### Task
Transcribe the entries in full, keeping each word as it is.

### Task data
PR #8959, opened 2022-04-27
Improve the performance of TermsAggregation

chenhaipeng:
### Improve the performance of TermsAggregation

When skywalking queries the topology map, it uses queryTopoInfo to query the corresponding information. When it finds that it takes a long time, the main time-consuming statements are as follows,add ` "execution_hint": "map",
         "collect_mode": "breadth_first",`there is about a 5-10x performance difference.

**My index table sw89_metrics-percent size is about 300GB/day**
```
POST /sw89_metrics-percent/_search
{
  "size": 0,
  "query": {
    "bool": {
      "must": [
        {
          "range": {
            "time_bucket": {
              "gte": 202204212336,
              "lte": 202204212351
            }
          }
        },
        {
          "terms": {
            "entity_id": [
              "xxx1"
            ]
          }
        },
        {
          "term": {
            "metric_table": "service_sla"
          }
        }
      ]
    }
  },
  "aggregations": {
    "entity_id": {
      "terms": {
        "field": "entity_id",
        "size": 1
      },
      "aggregations": {
        "percentage": {
          "avg": {
            "field": "percentage"
          }
        }
      }
    }
  }
}
```


wu-sheng:
Do you check why `breadth_first` is better than `depth_first`?

oap-server/server-library/library-elasticsearch-client/src/main/java/org/apache/skywalking/library/elasticsearch/requests/search/aggregation/TermsAggregation.java
```diff
@@ -58,6 +58,8 @@ public void serialize(final TermsAggregation value, final JsonGenerator gen,
                     if (value.getOrder() != null) {
                         writeOrder(value, gen);
                     }
+                    gen.writeStringField("execution_hint", "map");
+                    gen.writeStringField("collect_mode", "breadth_first");
```
wu-sheng, line 62: You put these changes in the `TermsAggregation`, I think this would affect not just topology, it could affect `TopN` query, such as slow instance latency list.

I could find the doc of ElasticSearch, https://www.elastic.co/guide/en/elasticsearch/reference/current/search-aggregations-bucket-terms-aggregation.html#search-aggregations-bucket-terms-aggregation-collect

So, are you meaning to do level-one aggregation first always provides better performance?

chenhaipeng: please see here https://www.elastic.co/guide/en/elasticsearch/reference/6.8/search-aggregations-bucket-terms-aggregation.html#CO114-1


Because the metrics data is relatively small, using breadth_first, and execution_hint map will have a huge query improvement。

I did a simple test
When the index data is empty, "execution_hint" is not added, "map" took 30209ms, and the query timeout

When adding "execution_hint ""map" took 556ms

There are also similar question by other https://stackoverflow.com/questions/50893653/elasticsearch-slow-terms-aggregation/50895792#50895792

chenhaipeng: > 

this elasticsearch version 6.8.0

wu-sheng:
Please update the change log, this improvement looks good to me.

oap-server/server-library/library-elasticsearch-client/src/main/java/org/apache/skywalking/library/elasticsearch/requests/search/aggregation/TermsAggregation.java
wu-sheng: Make sense. 2 things

1. Please update `changes.md` in the doc, we have ref in the PR template(but you deleted it)
2. Moving this change into ElasticSearch DAO. `TermsAggregation` is our version of the ElasticSearch client, it should not include OAP's internal logic.

Others are good to me.

kezhenxu94, line 62: Please don't do this in the codec level.

- Add fields `executionHint`, `collectMode` in `TermsAggregation` (you can make them enum type considering their possible values are limited in ES's spec).
- Add fields `executionHint`, `collectMode` in `TermsAggregationBuilder` and corresponding builder methods, pass the two to `TermsAggregation` constructor in `build` method.
- Write the 2 fields here only when they are not empty/blank.

Then you should change set the 2 fields in topology query.

oap-server/server-library/library-elasticsearch-client/src/main/java/org/apache/skywalking/library/elasticsearch/requests/search/aggregation/TermsAggregationBuilder.java
```diff
@@ -84,4 +99,34 @@ private ImmutableMap.Builder<String, Aggregation> subAggregations() {
...
+        }
+
+        @Override
+        public String toString() {
+            return value;
+        }
+    }
+
+    public enum ExecutionHint {
+        GLOBAL_ORDINALS("global_ordinals"), map("map");
```
wu-sheng, line 119:
```suggestion
        GLOBAL_ORDINALS("global_ordinals"), MAP("map");
```

I think code style will fail due to lower case.

oap-server/server-library/library-elasticsearch-client/src/main/java/org/apache/skywalking/library/elasticsearch/requests/search/CollectMode.java
```diff
@@ -0,0 +1,44 @@
...
+
+package org.apache.skywalking.library.elasticsearch.requests.search;
+
+import lombok.AccessLevel;
+import lombok.Getter;
+import lombok.RequiredArgsConstructor;
+
+@Getter
+@RequiredArgsConstructor(access = AccessLevel.PACKAGE)
+public final class CollectMode {
```
wu-sheng, line 26: What is this `CollectMode`?

oap-server/server-library/library-elasticsearch-client/src/main/java/org/apache/skywalking/library/elasticsearch/requests/search/aggregation/TermsAggregation.java
```diff
@@ -58,6 +60,12 @@ public void serialize(final TermsAggregation value, final JsonGenerator gen,
                     if (value.getOrder() != null) {
                         writeOrder(value, gen);
                     }
+                    if (value.getCollectMode() != null){
+                        gen.writeStringField("collect_mode", value.getCollectMode().value);
+                    }
+                    if (value.getExecutionHint() != null){
```
kezhenxu94, line 66:
```suggestion
                    if (value.getExecutionHint() != null) {
```

wu-sheng:
@chenhaipeng It seems you still have code style issues.

oap-server/server-library/library-elasticsearch-client/src/main/java/org/apache/skywalking/library/elasticsearch/requests/search/aggregation/TermsAggregationBuilder.java
```diff
@@ -31,7 +31,10 @@ public final class TermsAggregationBuilder implements AggregationBuilder {
     private Integer size;
     private ImmutableMap.Builder<String, Aggregation> subAggregations;
 
-    TermsAggregationBuilder(final String name) {
+    private CollectMode collectMode;
+    private ExecutionHint executionHint;
+
+    public TermsAggregationBuilder(final String name) {
```
kezhenxu94, line 37:
```suggestion
    TermsAggregationBuilder(final String name) {
```

kezhenxu94 (dismissed):
Basically good to me

wu-sheng (approved):

docs/en/changes/changes.md
```diff
@@ -39,6 +39,7 @@
 * Add the support eBPF profiling field into the process entity.
 * E2E: fix log test miss verify LAL and metrics.
 * Enhance Converter mechanism in kernel level to make BanyanDB native feature more effective.
+* Add TermsAggregation properties collect_mode and execution_hint.
```
wu-sheng, line 42:
```suggestion
* Add TermsAggregation properties collect_mode and execution_hint.
* add "execution_hint": "map", "collect_mode": "breadth_first" for aggregation and topology query to improve 5-10x performance.
```

wu-sheng (approved):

### Final answer
PR #8959, opened 2022-04-27
Improve the performance of TermsAggregation

chenhaipeng:
### Improve the performance of TermsAggregation

When skywalking queries the topology map, it uses queryTopoInfo to query the corresponding information. When it finds that it takes a long time, the main time-consuming statements are as follows,add ` "execution_hint": "map",
         "collect_mode": "breadth_first",`there is about a 5-10x performance difference.

**My index table sw89_metrics-percent size is about 300GB/day**
```
POST /sw89_metrics-percent/_search
{
  "size": 0,
  "query": {
    "bool": {
      "must": [
        {
          "range": {
            "time_bucket": {
              "gte": 202204212336,
              "lte": 202204212351
            }
          }
        },
        {
          "terms": {
            "entity_id": [
              "xxx1"
            ]
          }
        },
        {
          "term": {
            "metric_table": "service_sla"
          }
        }
      ]
    }
  },
  "aggregations": {
    "entity_id": {
      "terms": {
        "field": "entity_id",
        "size": 1
      },
      "aggregations": {
        "percentage": {
          "avg": {
            "field": "percentage"
          }
        }
      }
    }
  }
}
```


wu-sheng:
Do you check why `breadth_first` is better than `depth_first`?

oap-server/server-library/library-elasticsearch-client/src/main/java/org/apache/skywalking/library/elasticsearch/requests/search/aggregation/TermsAggregation.java
```diff
@@ -58,6 +58,8 @@ public void serialize(final TermsAggregation value, final JsonGenerator gen,
                     if (value.getOrder() != null) {
                         writeOrder(value, gen);
                     }
+                    gen.writeStringField("execution_hint", "map");
+                    gen.writeStringField("collect_mode", "breadth_first");
```
wu-sheng, line 62: You put these changes in the `TermsAggregation`, I think this would affect not just topology, it could affect `TopN` query, such as slow instance latency list.

I could find the doc of ElasticSearch, https://www.elastic.co/guide/en/elasticsearch/reference/current/search-aggregations-bucket-terms-aggregation.html#search-aggregations-bucket-terms-aggregation-collect

So, are you meaning to do level-one aggregation first always provides better performance?

chenhaipeng: please see here https://www.elastic.co/guide/en/elasticsearch/reference/6.8/search-aggregations-bucket-terms-aggregation.html#CO114-1


Because the metrics data is relatively small, using breadth_first, and execution_hint map will have a huge query improvement。

I did a simple test
When the index data is empty, "execution_hint" is not added, "map" took 30209ms, and the query timeout

When adding "execution_hint ""map" took 556ms

There are also similar question by other https://stackoverflow.com/questions/50893653/elasticsearch-slow-terms-aggregation/50895792#50895792

chenhaipeng: > 

this elasticsearch version 6.8.0

wu-sheng:
Please update the change log, this improvement looks good to me.

oap-server/server-library/library-elasticsearch-client/src/main/java/org/apache/skywalking/library/elasticsearch/requests/search/aggregation/TermsAggregation.java
wu-sheng: Make sense. 2 things

1. Please update `changes.md` in the doc, we have ref in the PR template(but you deleted it)
2. Moving this change into ElasticSearch DAO. `TermsAggregation` is our version of the ElasticSearch client, it should not include OAP's internal logic.

Others are good to me.

kezhenxu94, line 62: Please don't do this in the codec level.

- Add fields `executionHint`, `collectMode` in `TermsAggregation` (you can make them enum type considering their possible values are limited in ES's spec).
- Add fields `executionHint`, `collectMode` in `TermsAggregationBuilder` and corresponding builder methods, pass the two to `TermsAggregation` constructor in `build` method.
- Write the 2 fields here only when they are not empty/blank.

Then you should change set the 2 fields in topology query.

oap-server/server-library/library-elasticsearch-client/src/main/java/org/apache/skywalking/library/elasticsearch/requests/search/aggregation/TermsAggregationBuilder.java
```diff
@@ -84,4 +99,34 @@ private ImmutableMap.Builder<String, Aggregation> subAggregations() {
...
+        }
+
+        @Override
+        public String toString() {
+            return value;
+        }
+    }
+
+    public enum ExecutionHint {
+        GLOBAL_ORDINALS("global_ordinals"), map("map");
```
wu-sheng, line 119:
```suggestion
        GLOBAL_ORDINALS("global_ordinals"), MAP("map");
```

I think code style will fail due to lower case.

oap-server/server-library/library-elasticsearch-client/src/main/java/org/apache/skywalking/library/elasticsearch/requests/search/CollectMode.java
```diff
@@ -0,0 +1,44 @@
...
+
+package org.apache.skywalking.library.elasticsearch.requests.search;
+
+import lombok.AccessLevel;
+import lombok.Getter;
+import lombok.RequiredArgsConstructor;
+
+@Getter
+@RequiredArgsConstructor(access = AccessLevel.PACKAGE)
+public final class CollectMode {
```
wu-sheng, line 26: What is this `CollectMode`?

oap-server/server-library/library-elasticsearch-client/src/main/java/org/apache/skywalking/library/elasticsearch/requests/search/aggregation/TermsAggregation.java
```diff
@@ -58,6 +60,12 @@ public void serialize(final TermsAggregation value, final JsonGenerator gen,
                     if (value.getOrder() != null) {
                         writeOrder(value, gen);
                     }
+                    if (value.getCollectMode() != null){
+                        gen.writeStringField("collect_mode", value.getCollectMode().value);
+                    }
+                    if (value.getExecutionHint() != null){
```
kezhenxu94, line 66:
```suggestion
                    if (value.getExecutionHint() != null) {
```

wu-sheng:
@chenhaipeng It seems you still have code style issues.

oap-server/server-library/library-elasticsearch-client/src/main/java/org/apache/skywalking/library/elasticsearch/requests/search/aggregation/TermsAggregationBuilder.java
```diff
@@ -31,7 +31,10 @@ public final class TermsAggregationBuilder implements AggregationBuilder {
     private Integer size;
     private ImmutableMap.Builder<String, Aggregation> subAggregations;
 
-    TermsAggregationBuilder(final String name) {
+    private CollectMode collectMode;
+    private ExecutionHint executionHint;
+
+    public TermsAggregationBuilder(final String name) {
```
kezhenxu94, line 37:
```suggestion
    TermsAggregationBuilder(final String name) {
```

kezhenxu94 (dismissed):
Basically good to me

wu-sheng (approved):

docs/en/changes/changes.md
```diff
@@ -39,6 +39,7 @@
 * Add the support eBPF profiling field into the process entity.
 * E2E: fix log test miss verify LAL and metrics.
 * Enhance Converter mechanism in kernel level to make BanyanDB native feature more effective.
+* Add TermsAggregation properties collect_mode and execution_hint.
```
wu-sheng, line 42:
```suggestion
* Add TermsAggregation properties collect_mode and execution_hint.
* add "execution_hint": "map", "collect_mode": "breadth_first" for aggregation and topology query to improve 5-10x performance.
```

wu-sheng (approved):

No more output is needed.